Empregou desde os tons mais sombrios até os mais vivos, de cores intensas. Entre as figurações, tipos populares, festejos, mulheres sozinhas ou reunidas, temas religiosos e naturezas mortas. Questionei sobre a técnica, se fazia representação a partir de objetos reais, ou seja, se pintava coisas ou pessoas que estavam a sua frente. Respondeu-me que tudo o que tem feito é criação, mas que, excepcionalmente, utiliza algum modelo real para se inspirar – as flores que vê no Mercado Público, no Rio de Janeiro, são exemplos desse último modus operandi, embora as retrate de memória.

Grafite. 
Foto: Jandiro Adriano Koch
Óleo sobre tela. 
Foto: Jandiro Adriano Koch
Giz de cera sobre cartolina. 
Foto: Jandiro Adriano Koch

Diante dos diversos ofícios exercidos ao longo da vida, ocupações que também dizem de sua classe social, eu quis saber qual, se pudesse escolher, seria o preferido. Disse-me que gostaria mesmo é de “administrar uma casa grande, como uma pensão, onde uma turma de pessoas poderia morar, comer bem… com um atelier em um quarto dos fundos.” 

Explicou-me que sua família nunca deu muita atenção ao seu talento, mas que ele sentiu que lhes chamou a atenção quando, pela primeira vez, apareceu, na casa em que moravam em Pelotas, um comprador com um cheque na mão. Indaguei se chegou a pensar que poderia viver da arte. Respondeu que nunca acreditou na possibilidade. 

De passagem por Porto Alegre, ficará algumas semanas. Está aproveitando para comercializar as obras de tamanhos e técnicas diferentes.
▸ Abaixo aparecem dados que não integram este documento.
PR #4686, opened 2026-08-22
perf(gemm): optimize CuTe DSL W4A16 dense GEMM

zianglih:
## 📌 Description

@humansand

This optimizes the SM100/SM103 CuTe DSL dense W4A16 `mm_bf16_fp4` path added by #4466.

- Compile the SM100/SM103 dense kernel at CuTe optimizer level 3 instead of its explicit level-2 override. SM12x compilation is unchanged.
- Make raster direction a full autotune axis: every one of the 15 structural tile/cluster tactics now has both M-major and N-major variants, for a 30-tactic Cartesian product.

The final review diff is limited to `flashinfer/gemm/gemm_bf16_fp4_cute_dsl.py`. The fail-closed CUPTI evidence harness is retained in commit [`100e9527`](https://github.com/flashinfer-ai/flashinfer/commit/100e95275d55280c110c66e9a4693b07b86ff4d4), with its [orchestrator](https://github.com/flashinfer-ai/flashinfer/blob/100e95275d55280c110c66e9a4693b07b86ff4d4/benchmarks/bench_dense_w4a16_sm100.py) and [worker](https://github.com/flashinfer-ai/flashinfer/blob/100e95275d55280c110c66e9a4693b07b86ff4d4/benchmarks/bench_dense_w4a16_sm100_worker.py) intentionally absent from the final tree.

The dense kernel already retains the intended W4A16 architecture from the shared MoE design: the tensor-wide FP32 weight scale is applied to the FP32 accumulator in the epilogue, and the CTA uses two four-warp transform groups with the full 65,536-register allocation. This PR does not change those contracts, the public API, numerical ordering, warp specialization, or pipeline stages.

## 🔍 Related Issues

- Tracked in #4561
- Follow-up to #4466

### Environment and workload

- Image: `nvcr.io/nvidia/pytorch:26.05-py3`
- Devbox: `c2`, namespace `infra`, host `hu-pdx-117`; 8 x NVIDIA B300 SXM6 AC (SM103), measurements pinned to GPU 0
- GPU 0: UUID `GPU-ee0843de-7ab2-7b46-8af4-1344b209180a`, 1100 W power limit, 2032 MHz maximum SM clock
- Driver: `590.48.01`
- Python: `3.12.3`
- PyTorch: `2.12.0a0+5aff3928d8.nv26.05`
- PyTorch CUDA / system nvcc: `13.2` / `13.2.78`
- FlashInfer Python: `0.6.18` (editable checkout)
[...]

PR #4941, opened 2026-09-03
perf(gemm): cute-dsl bf16-nvfp4 dense gemm fix to include no-autotune fallback tactic

jimmyzho:
## 📌 Description

Two fixes to the SM100/SM103 CuTe-DSL dense W4A16 (`mm_bf16_fp4`) path. Both affect only the no-autotune path; autotuned callers are untouched by change 2 and lose ~2.7% from change 1 (see below).

### 1. Restore `--opt-level 2` (regression from #4686)

#4686 dropped this path's explicit `--opt-level 2` and let the CuTe DSL default (3) apply. On B300 that is a 1.5-1.8x regression on the shapes the perf CI runs:

| case | m | before (O3) | after (O2) |
|---|---:|---:|---:|
| 4K-hidden-prefill | 256 | 0.0952 ms | 0.0523 ms |
| 4K-hidden-decode | 1 | 0.0183 ms | 0.0120 ms |

Measured per tactic, **O3 is ~2-3% faster on 26 of the 30 tactics and 1.44-1.81x slower on exactly 4** — cluster `(1,1)` + `raster_along_m=True` + a narrow N tile, the same 4 at m=1 and m=256. The no-autotune path always selects `((128, 8, 256), (1, 1), True)`, the worst cell in that space, which is why #4686's autotuned benchmarks reported a real ~1.03x win while CI regressed. Reverting the level costs autotuned callers that ~2.7% and buys back 1.8x for everyone who does not autotune.

Not register pressure: `ncu` shows 128 registers/thread and zero local-memory traffic under both levels with an identical launch config; issued warps/scheduler drops 0.67 -> 0.39 at unchanged occupancy. The kernel goes latency-bound, so there is no register budget to retune. Worth reporting the cliff itself to the CuTe DSL team separately.

The 15 -> 30 raster-direction tactic expansion from #4686 is kept — it is inert on the no-autotune path and only widens the autotuner's search.

### 2. Shape-aware no-autotune default tactic

`forward()`'s `tactic == -1` path took `valid_tactics[0]`, which is always the smallest row tile (`route_tile=8`) regardless of `m`, because `get_valid_tactics()` filters on legality only. Each CTA streams all of K for its tile, so weights are re-read once per row tile — `ceil(m/8)` of them. That is harmless at m <= 8 (one tile) and degrades linearly above it: measured 2.1-5.1x off the best tactic at m=128, 6.1-9.1x at m=512, 8.7-10.2x at m=2048. Every caller that does not autotune pays this, including the perf CI suite.

`_select_sm100_bf16_fp4_default_tactic()` now ranks by `waves x per-CTA bytes` (`tile_n` FP4 weights at 1/2 byte, `tile_m` BF16 activations at 2; K is common to all tactics and cancels). The two terms oppose each other, so the optimum is an interior tile that widens with `m`. Ties go to `raster_along_m=False`, which also keeps the default clear of the level-3 cliff above.

Rejected on measurement, so they are not retried: ranking on wave count alone picks a 3-wave tactic over a faster 4-wave one at m=2048, n=k=4096 (it ignores per-CTA cost), and breaking ties toward the 2-CTA cluster helps m=512 but is worse overall (geomean 1.12 vs 1.07).

---

## ⏱️ Performance

End-to-end through `mm_bf16_fp4`, no `--autotune`, B200 (148 SMs), CUPTI, `--num_iters 30 --dry_run_iters 5`. Speedup of change 2 over the previous default, at `--opt-level 2`:

| m | (n,k)=(4096,4096) | (6656,19968) | (19968,6656) |
|---:|---:|---:|---:|
| 1 / 8 | 1.00x | 1.00x | 1.00x |
| 32 | 1.00x | 1.84x | 2.14x |
| 128 | 2.65x | 4.87x | 4.64x |
| 512 | 5.50x | 7.28x | 7.71x |
| 2048 | 7.94x | 7.26x | 9.27x |

Geomean 2.64x, max 9.27x, no shape slower than before. Against per-tactic ground truth (30 tactics x 18 shapes) the heuristic lands 1.069 geomean from the per-shape optimum, worst 1.336x, versus 2.823 / 10.223 for the rule it replaces. It is a heuristic to stop the untuned path being catastrophic, not a replacement for autotuning.

---

## 🧪 Tests

*   **18/18 shapes:** the tactic actually launched matches the selector's independently computed prediction (verified by intercepting `_launch_cute_dsl_sm100`); all outputs finite.
*   **9/9 shapes:** pass `flashinfer_benchmark.py --refcheck` (fp32 reference).
*   **Linting:** `ruff check` and `ruff format` clean.

> **Note:** Measured on B300 SXM6 (cc 10.3) for change 1 and B200 (cc 10.0) for change 2; both report 148 SMs and share the code path. **Not measured on GB300.**

### DIFF
--- a/flashinfer/gemm/gemm_bf16_fp4_cute_dsl.py
+++ b/flashinfer/gemm/gemm_bf16_fp4_cute_dsl.py
@@ -639,6 +639,45 @@ def _sm100_bf16_fp4_tactic_configs() -> List[Tuple]:
 
 _SM100_BF16_FP4_TACTICS = tuple(_sm100_bf16_fp4_tactic_configs())
 
+
+def _sm100_bf16_fp4_tactic_ctas(tactic: Tuple, m: int, n: int) -> int:
+    """CTA count this tactic launches for a public ``(m, n)``.
+
+    The kernel's M mode carries public output channels ``n`` and its N mode
+    carries public rows ``m`` (see ``_sm100_bf16_fp4_tactic_configs``).  A
+    256-wide M tile is produced by a two-CTA cluster, so it costs two CTAs per
+    tile; every other shape is one.
+    """
+    (tile_n, tile_m, _), _, _ = tactic
+    ctas_per_tile = 2 if tile_n == 256 else 1
+    return -(-n // tile_n) * ctas_per_tile * -(-m // tile_m)
+
+
+def _select_sm100_bf16_fp4_default_tactic(
+    valid_tactics: List[Tuple], m: int, n: int, sm_count: int
+) -> Tuple:
+    """Pick the no-autotune fallback tactic for the SM100/103 dense W4A16 GEMM.
+
+    Ranks by ``waves x per-CTA bytes`` (``tile_n`` FP4 weights at half a byte,
+    ``tile_m`` BF16 activations at two): a wider row tile cuts waves but makes
+    each CTA dearer, so the best tile is an interior one that grows with ``m``.
+    A heuristic -- 1.07x off the per-shape optimum in geomean over 18 measured
+    shapes, worst 1.34x, against 2.8x/10.2x for the ``valid_tactics[0]`` rule
+    it replaces.  Ties go to ``raster_along_m=False``.
+    """
+
+    def rank(tactic: Tuple) -> Tuple:
+        tile_n, tile_m, _ = tactic[0]
+        waves = -(-_sm100_bf16_fp4_tactic_ctas(tactic, m, n) // sm_count)
+        return (
+            waves * (tile_n + 4 * tile_m),
+            bool(tactic[2]),
+            _SM100_BF16_FP4_TACTICS.index(tactic),
+        )
+
+    return min(valid_tactics, key=rank)
+
+
 _SM100_BF16_FP4_CUTE_DSL_TUNING_CONFIG = TuningConfig(
     dynamic_tensor_specs=(
         DynamicTensorSpec(
@@ -717,7 +756,7 @@ def _get_sm100_bf16_fp4_kernel(
         k,
         max_active_clusters=max_active_clusters,
         stream=stream,
-        options="--opt-level 3 --enable-tvm-ffi",
+        options="--opt-level 2 --enable-tvm-ffi",
     )
     _SM100_BF16_FP4_KERNEL_CACHE[cache_key] = compiled
     return compiled
@@ -863,10 +902,12 @@ def _cute_dsl_sm100_bf16_fp4_runner(enable_pdl: bool = True) -> TunableRunner:
             a, b, b_descale, alpha_for_launch, _, out, _ = inputs
             if tactic == -1:
                 valid = self.get_valid_tactics(inputs, None)
+                m, k = map(int, a.shape)
                 if valid:
-                    tactic = valid[0]
+                    tactic = _select_sm100_bf16_fp4_default_tactic(
+                        valid, m, int(b.shape[0]), get_device_sm_count(a.device)
+                    )
                 else:
-                    m, k = map(int, a.shape)
                     raise ValueError(
                         "no SM100 cute-dsl w4a16 tactic supports "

Eu já havia falado com ele por telefone, também com amigos e colegas pintores, que me auxiliaram a montar um perfil mais completo do que esta matéria, texto que será publicado na revista “A Mosca”, prevista para sair na capital gaúcha em agosto. Josuel não é um desconhecido, já fez exposições, há registros sobre ele em jornais antigos, mas, como ainda não estão digitalizados, são material que a geração “Google” praticamente não sabe acessar. 

Despedi-me com um abraço, um desses desajeitados, de pessoas que acabam de se conhecer. Pretendo revê-lo em breve. Levei uma frase na cabeça: “Sempre fui alegre, sempre fiz do pedaço de pão um luxo.” Deixo um desejo meu: que a vida lhe seja saudável e longa – mas que os espaços de arte, memória e produção de conhecimento não se fiem nisso.


Jandiro Adriano Koch, ou Jan, nasceu e vive em Estrela, RS. Graduou-se em História pela UNIVATES e fez especialização em Gênero e Sexualidade. Com cinco livros lançados, dedica-se a estudar e mostrar vivências LGBTQI+, especialmente em sua região, o Vale do Taquari, “O gaúcho era gay? Mas bah!” seu último título lançado este ano.